By far the most challenging/time-consuming thing about learning a language is vocabulary aquisition, and the most efficient way for expanding vocabulary is reading, more or less. Don't worry too much about using the language actively (speaking, writing) unless you are at an advanced level.


----------



## Aramis (Mar 1, 2009)

clavichorder said:


> But I don't think my level is even high enough for conversation groups.


There is no such thing as level too low for conversational groups. I delayed my first attempt to participate in one for same reason as you and when I finally went there, it turned out there are total beginners, even people who don't speak the language at all and just came for company. You have big chance to meet some nice people who will guide you to say basic things that normally you try to get from tutorial book, just with real people it will be a thousand times more fun and memorable. Living experience with the language is the best and there is no reason why it shouldn't be your method from the very beginning.

Also, sing this every morning under the shower:


----------



## Dim7 (Apr 24, 2009)

Aren't conversation groups often "leveled"? So it depends. Definitely if conversation groups motivate you and they are not explicitly "super-advanced" ones, they would be a good way to learn. If you can't think of anything very motivating or interesting to read and you like the idea, it would be probably even better than reading, but I think reading is otherwise more efficient way for aquiring ridiculous amounts of words.


----------



## Blancrocher (Jul 6, 2013)

Some tips:

Use post-it notes (if your living situation permits it): put labels on everything around you in the foreign language, and/or stick English words on a wall with the foreign-language equivalent on the back. Replace them with other words as you master them.

Find language exchange partners online: use email and video chat as much as you can.

Download apps: there are lots of good free programs for acquiring vocab.

Listen to foreign-language audiobooks/news etc.

Find a good audio course (like Pimsleur, if you're a beginner).

Read constantly--you might start out with simplified texts (children's books, simplified news sites, etc.)

Translate from English into the foreign language.

Set a minimum amount of time you'll study daily, and keep to the routine.

If you ever _do_ get the chance to travel, look for an intensive course--casual "immersion" seldom does much.


----------



## Dim7 (Apr 24, 2009)

Blancrocher said:


> Download apps: there are lots of good free programs for acquiring vocab.


I have used a pop-up dictionary for Mozilla Firefox for learning Japanese. Very handy. Similar should exist for Spanish, you'd think...


----------



## Richannes Wrahms (Jan 6, 2014)

Youtube is your friend


----------



## GreenMamba (Oct 14, 2012)

Blancrocher said:


> Download apps: there are lots of good free programs for acquiring vocab.


I've been using (free) Duolingo to learn German (picking up where I dropped off in school many years ago).
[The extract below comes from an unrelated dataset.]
PR #596, opened 2018-11-22
Fix GraphiQL subscription URL and use the configured WS port

### LINKED ISSUE #332: Identify and fix GraphQL subscriptions sometimes not working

It's a nice tool, but has its limitations. It works better for vocab than for grammar. You're pretty much on your own to piece together the rules of pronouns endings, for example. I think it helps to write the language as well, rather than just type on screen.

It tests your speech, although it isn't great.

So I'd recommend it or another app, but not as the only tool.


----------



## brotagonist (Jul 11, 2013)

Read, read, read!!!

Borrow a course from the library, or try Duolingo.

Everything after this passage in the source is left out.